Der PC hat eine RTX3060...hätte gerne einen Curved, 32 oder 34 Zoll Widescreen......finde aber im GSync Jungle irgendwie nie das Richtige....
Ist die 3060 auf Full HD limitiert, macht das WQHD bei der Karte überhaupt Sinn.....
Gespielt werden sollen die Klassiker Fortnite, GTA, Cyberpunk etc.

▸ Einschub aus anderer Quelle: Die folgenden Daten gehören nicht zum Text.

PR #10151, opened 2015-11-30
Fixed FallToEarth groundlevel check

teees:
Fixes this activity for varrying height levels

PR #10152, opened 2015-11-30
Added aircraft husks (Tiberian Sun)

teees:
Needs #10151 to look acceptable. `Spins` and `Moves` are not sufficient for Tiberian Sun.

http://gfycat.com/SplendidLankyCoyote

### DIFF
--- a/mods/ts/rules/defaults.yaml
+++ b/mods/ts/rules/defaults.yaml
@@ -517,6 +517,31 @@
 		CruiseAltitude: 2560
 	ReturnOnIdle:
 
+^AircraftHusk:
+	RenderVoxels:
+	RenderSprites:
+	WithVoxelBody:
+	BodyOrientation:
+		QuantizedFacings: 0
+		CameraPitch: 90
+	Aircraft:
+		AirborneUpgrades: airborne
+		CruisingUpgrades: cruising
+	Health:
+		HP: 280
+	Armor:
+		Type: Heavy
+	HiddenUnderFog:
+		Type: CenterPosition
+	AutoTargetIgnore:
+	ScriptTriggers:
+	Tooltip:
+		GenericName: Destroyed Aircraft
+	FallsToEarth:
+		Spins: true
+		Moves: true
+		Velocity: 86
+
 ^Viceroid:
 	Inherits@1: ^ExistsInWorld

Hier die Konfi des Rechners:


CPU: AMD Ryzen 7 3700X 8× 3600 MHz, mit AMD Precision Boost 2 Technologie bis zu 4400 MHz
CPU-Kühler: Silent-Kühler für Sockel AM3+ / FM1 / FM2 / AM4
Boot SSD: M.2 SSD 1000 GB Kingston NV1 (2100 MB/s lesen | 1700 MB/s schreiben)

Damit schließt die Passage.